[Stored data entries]
[Start of section]

PR #1029, opened 2024-01-22
PP-12074: Copy multi-arch images from test to staging for adminusers

jfharden:
Copy multi-arch images for adminusers from test to staging.

I've made some of the config anchors so they can be reused in the million other places they are needed and they don't change at all.

You can see a successful copy:

Screenshot 2024-01-22 at 15 44 25

https://pay-cd.deploy.payments.service.gov.uk/teams/pay-dev/pipelines/deploy-to-test/jobs/push-adminusers-to-staging-ecr/builds/605

### DIFF
--- a/ci/pipelines/deploy-to-test.yml
+++ b/ci/pipelines/deploy-to-test.yml
@@ -1,3 +1,40 @@
+definitions:
+  - &assume_copy_from_test_ecr_role
+    task: assume-copy-from-ecr-test-role
+    file: pay-ci/ci/tasks/assume-role.yml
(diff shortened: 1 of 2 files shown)


ci/pipelines/deploy-to-test.yml
```diff
@@ -1,3 +1,40 @@
+definitions:
```
jfharden, line 1: These are anchors because we're going to reuse the same large unchanging blobs in every copy

rfisher-gds (approved):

[End of section]

Work order
Leaving nothing out, print each line above exactly.

Output of the task
PR #1029, opened 2024-01-22
PP-12074: Copy multi-arch images from test to staging for adminusers

jfharden:
Copy multi-arch images for adminusers from test to staging.

I've made some of the config anchors so they can be reused in the million other places they are needed and they don't change at all.

You can see a successful copy:

Screenshot 2024-01-22 at 15 44 25

https://pay-cd.deploy.payments.service.gov.uk/teams/pay-dev/pipelines/deploy-to-test/jobs/push-adminusers-to-staging-ecr/builds/605

### DIFF
--- a/ci/pipelines/deploy-to-test.yml
+++ b/ci/pipelines/deploy-to-test.yml
@@ -1,3 +1,40 @@
+definitions:
+  - &assume_copy_from_test_ecr_role
+    task: assume-copy-from-ecr-test-role
+    file: pay-ci/ci/tasks/assume-role.yml
(diff shortened: 1 of 2 files shown)


ci/pipelines/deploy-to-test.yml
```diff
@@ -1,3 +1,40 @@
+definitions:
```
jfharden, line 1: These are anchors because we're going to reuse the same large unchanging blobs in every copy

rfisher-gds (approved):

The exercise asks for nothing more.